## Exercise prompt
Repeat exactly the lines from the first line of the records through the line containing "To not have", and nothing more.

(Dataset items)
----------
PR #593, opened 2015-04-09
Suggestion for first step: Extract color into decorator.

arstrube:
NOTE:
1. This still needs improvement - for example, should probably be initialized in the same placeas junit output
2. For some reason, the combination -v -c doesn't work. This will probably go away once -v is also handled via decorator.
3. Slight changes to the expected output -- the newlines are now in color ;-)
4. Even this small change affects five files :-(

### DIFF
--- a/include/CppUTest/CommandLineTestRunner.h
+++ b/include/CppUTest/CommandLineTestRunner.h
@@ -56,6 +56,7 @@ public:
 
 protected:
     TestOutput* output_;
+    ColoredTestOutput* colorOutput_;
     JUnitTestOutput* jUnitOutput_;
 
 private:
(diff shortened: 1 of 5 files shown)


arstrube:
O yeah - function implementation probalby shouldn't stay inline, either...

arstrube:
Hmm. We are obviously missing a test case ;-) Even Travis CI didn't catch that -v and -c don't work together...

basvodde:
But why would we do this? There is no benefit at the moment for pulling out the coloring, it is always in the console.

arstrube:
To not have it in  __TestOutput__, from where it will be inherited by JUnitOutput, which has no use for it.
Same goes for verbose().

arstrube:
Truth told, I figured that extracting the ConsoleOutput stuff from TestOutput is _not_ a small step, really... that's why I attempted an even smaller one :-) 

It was a good learning exercise.

PR #595, opened 2015-04-10
Refactored CommandLineRunner to allow for new TestOutput

basvodde:
Small refactoring to allow for pulling out the ConsoleOutput further.

### DIFF
--- a/include/CppUTest/CommandLineTestRunner.h
+++ b/include/CppUTest/CommandLineTestRunner.h
@@ -56,6 +56,8 @@ public:
 
 protected:
     TestOutput* output_;
+    TestOutput* primaryOutput_;
+    TestOutput* secondaryOutput_;
     JUnitTestOutput* jUnitOutput_;
 
 private:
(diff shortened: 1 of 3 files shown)


arstrube:
That's a minimal step for sure. Looks good to me.

I did an actual refactoring of TestOutput (no PR yet). I'm not entirely happy with it. It also tends to affect a lot more files (that's in the nature of things). I will combine yours with that tongight; the should complement each other well.

I'm haveing problems with StringButterTestOutput vs. ConsoleTestOutput, needing at least one cast. No casts were necessary before, so I don't like that.

arstrube:
P.S. I guess it wasn't so much for me to comment, but it looks good anyway :)

basvodde:
Simplified the CommandLineRunner further. Now it doesn't have the complication it had before and less parameters

arstrube:
Hmm. What are the advantages over my PR #596? Does this already print -v and -junit concurrently, or is just a preparatory step?

arstrube:
@basvodde okay, I merged this with my PR #596 and it merges with no problems and works as expected. Although this is kind of optional ;-). I also discovered an oversight in that failures weren't printed, which I corrected.

PR #596, opened 2015-04-11
cso - print verbose output with -junit

arstrube:
This will print verbose output along with junit output, if -v -ojunit is specified
+ uses composition
+ only minimal refactoring
+ doesn't break any existing tests
+ @basvodde sorry, had no good reason to use your suggestion, but it could be used without breaking anything

### DIFF
--- a/include/CppUTest/JUnitTestOutput.h
+++ b/include/CppUTest/JUnitTestOutput.h
@@ -37,7 +37,7 @@ struct JUnitTestCaseResultNode;
 class JUnitTestOutput: public TestOutput
 {
 public:
-    explicit JUnitTestOutput();
+    explicit JUnitTestOutput(ConsoleTestOutput* output = NULL);
     virtual ~JUnitTestOutput();
 
     virtual void printTestsStarted() _override;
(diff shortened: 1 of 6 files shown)


arstrube:
Sorry, the diff for TestOutput.h didn't come out too good. The changes are not as dramatic as it looks :)

include/CppUTest/JUnitTestOutput.h
```diff
@@ -74,6 +74,9 @@ class JUnitTestOutput: public TestOutput
     virtual void writeFailure(JUnitTestCaseResultNode* node);
     virtual void writeFileEnding();
 
+private:
+    ConsoleTestOutput* currentConsoleOutput_;
+    ConsoleTestOutput defaultConsoleOutput_;
```
arstrube: @basvodde I have to admit I think your solution is more general and thus, better. I was wondering though, whether using a default output might be advantageous (that would make two for CompositeTestOutput)

1. new and delete would alway happen where they're supposed to
2. No need to test whether currentOtuptu is NULL because it won't be

The default would probably be StringBufferTestOutput.

basvodde: Without having an actual case for using it, I'd probably not want to add the complexity. This was also why I eventually simplified the CommandLineTestRunner

arstrube: I see. Here, the use case is that I change JUnitTestOutput, so it provides a way for the existing constructor to work, as well as the one that passes a console output.

I guess I'm not seeing the whole picture because it hasn't been integrated yet with the CLR.

arstrube:
Closing, as this functionality has been implemented by PR #604.

arstrube:
Closing, as this feature has been impelmented by PR #604.

arstrube:
Closing, as this functionality has been implemented by PR #604.

PR #601, opened 2015-04-20
cso2 - print verbose output with -junit

arstrube:
Same as cso, except there are no refactorings whatsoever

+ This sports much fewer changes
+ the result does feel somewhat messier (at least to me)


basvodde:
Can be closed?

arstrube:
Sure.

PR #604, opened 2015-04-21
Composite Test Output

basvodde:
Merged the Composite in the existing header and source. Also added some functionality.

### DIFF
--- a/include/CppUTest/TestOutput.h
+++ b/include/CppUTest/TestOutput.h
@@ -156,12 +156,50 @@ public:
         return output;
     }
 
-private:
+protected:
     SimpleString output;
 
+private:
     StringBufferTestOutput(const StringBufferTestOutput&);
     StringBufferTestOutput& operator=(const StringBufferTestOutput&);
 
+};
+
+class CompositeTestOutput : public TestOutput
+{
+public:
+    virtual void setOutputOne(TestOutput* output);
+    virtual void setOutputTwo(TestOutput* output);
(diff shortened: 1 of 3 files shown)


arstrube:
1. Looking good.
2. Might default outputs work here (see my PR #596 )? It made a lot of sense there, but I'm not sure yet how you plan to hook it up with CommandLineTestRunner.

basvodde:
It was actually 4 additional lines in CommandLineTestRunner. I'll put them in a pull request tomorrow.

arstrube:
There is a strange test failure I noticed working on something else in VC6:
```bash
D:\DEV\05_CPPUTEST\CPPUTEST\tests\TestOutputTest.cpp(381): error: Failure in TEST(CompositeTestOutput, PrintTestFailure)
 expected <
file:10: error: Failure in TEST(Group, Name)
 failed
>
 but was  <
file(10): error: Failure in TEST(Group, Name)
 failed
>
 difference starts at position 5 at: <     
file(10): erro>
                                           
```

arstrube:
Ah, I see. This bug is a feature ;-)

Looks like you need to:
1) set the working environment to eclipse in setup()
2) do an additional test with the working environment explicitly set to vistualStudio

basvodde:
Only 1) and only in one test. Let me do that later.

arstrube:
....well not that I disagree but that's how the existing tests are done :-)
----------
## Written response
PR #593, opened 2015-04-09
Suggestion for first step: Extract color into decorator.

arstrube:
NOTE:
1. This still needs improvement - for example, should probably be initialized in the same placeas junit output
2. For some reason, the combination -v -c doesn't work. This will probably go away once -v is also handled via decorator.
3. Slight changes to the expected output -- the newlines are now in color ;-)
4. Even this small change affects five files :-(

### DIFF
--- a/include/CppUTest/CommandLineTestRunner.h
+++ b/include/CppUTest/CommandLineTestRunner.h
@@ -56,6 +56,7 @@ public:
 
 protected:
     TestOutput* output_;
+    ColoredTestOutput* colorOutput_;
     JUnitTestOutput* jUnitOutput_;
 
 private:
(diff shortened: 1 of 5 files shown)


arstrube:
O yeah - function implementation probalby shouldn't stay inline, either...

arstrube:
Hmm. We are obviously missing a test case ;-) Even Travis CI didn't catch that -v and -c don't work together...

basvodde:
But why would we do this? There is no benefit at the moment for pulling out the coloring, it is always in the console.

arstrube:
To not have it in  __TestOutput__, from where it will be inherited by JUnitOutput, which has no use for it.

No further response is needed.